Discovering Heavy New Physics in Boosted Z Channels: Z rightarrow l ^+l^- vs. Z rightarrow ν bar{ν}

We propose a strategy for new physics searches in channels which contain a boosted $Z$ boson in the final state. Our proposal exploits the previously overlooked advantages of boosted $Z\rightarrow \nu \bar{\nu}$ topologies, where collimated neutrinos result in signals with large missing energy.

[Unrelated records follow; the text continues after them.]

PR #815, opened 2024-03-12
SAA-1626 adding Sentry monitoring for caught exceptions in jobs so don't go unnoticed.

matt-crowson-moj:
Exceptions raised in some of the jobs are being missed due to the nature of `try ... catch` (and not propagating).

To be clear the `try ... catch` was always intentional e.g. if attendance creation fails for one prison doesn't mean it should fail for all.

In these scenarios the jobs can complete as successful even if there were some errors during the run.  If that does happen this change should at least provide some better visibility by essentially creating a Sentry alert which will propagate to the team alerts channel.

### DIFF
--- a/src/main/kotlin/uk/gov/justice/digital/hmpps/hmppsactivitiesmanagementapi/service/ManageAllocationsService.kt
+++ b/src/main/kotlin/uk/gov/justice/digital/hmpps/hmppsactivitiesmanagementapi/service/ManageAllocationsService.kt
@@ -246,7 +246,7 @@ class ManageAllocationsService(
             }?.map(Allocation::allocationId) ?: emptyList()
           }.let(::sendAllocationsAmendedEvents)
         },
-        failure = "An error occurred deallocating allocations on activity schedule ${schedule.activityScheduleId}.",
+        failure = "An error occurred deallocating allocations on activity schedule ${schedule.activityScheduleId}",
       )
     }
   }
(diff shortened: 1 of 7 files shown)


src/main/kotlin/uk/gov/justice/digital/hmpps/hmppsactivitiesmanagementapi/service/ManageAllocationsService.kt
```diff
@@ -280,7 +278,7 @@ class ManageAllocationsService(
           }.map(Allocation::allocationId)
         }.let(::sendAllocationsAmendedEvents)
       },
-      failure = "An error occurred while suspending allocations due to be suspended today",
+      failure = "An error occurred while unsuspending allocations due to be unsuspended today",
```
matt-crowson-moj, line 281: I noticed this failure message was wrong on my travels.

src/main/kotlin/uk/gov/justice/digital/hmpps/hmppsactivitiesmanagementapi/service/MonitoringService.kt
```diff
@@ -21,10 +21,14 @@ class MonitoringService {
     log.info("Monitoring service is ${if (Sentry.isEnabled()) "enabled" else "disabled"}")
   }
 
-  fun capture(message: String) {
+  fun capture(message: String, error: Throwable? = null) {
     // This checks for the presence of the Sentry environment variable SENTRY_DSN, it is disabled if not found.
     if (Sentry.isEnabled()) {
```
matt-crowson-moj, line 26: Due to the nature of Sentry being accessed as a static object unit testing this is not really viable.

I will look at this independently, the service is very small so I am comfortable with this change.

munslowl (approved):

We illustrate the advantage of this channel in a case study of singly produced TeV scale charge 2/3 fermionic top partners ($T'$) which decay to $t+Z$. A comparison with the di-leptonic channel reveals that signals with missing energy offer superior probes of new physics at TeV scales, despite the large $t\bar{t}$ backgrounds. The effect can be attributed to a factor of $\sim 3$ enhancement in the signal cross section, coming from the branching ratio of $Z\rightarrow \nu \bar{\nu}$. We exploit the unique event topology of singly produced top partners to suppress the $t\bar{t}$ background, as well as further improve on the existing proposals to detect $T'$ in the boosted di-lepton channel. Our conclusions on advantages of $Z\rightarrow \nu \bar{\nu}$ can be extended to most physics searches which utilize a boosted $Z$ boson in the final state.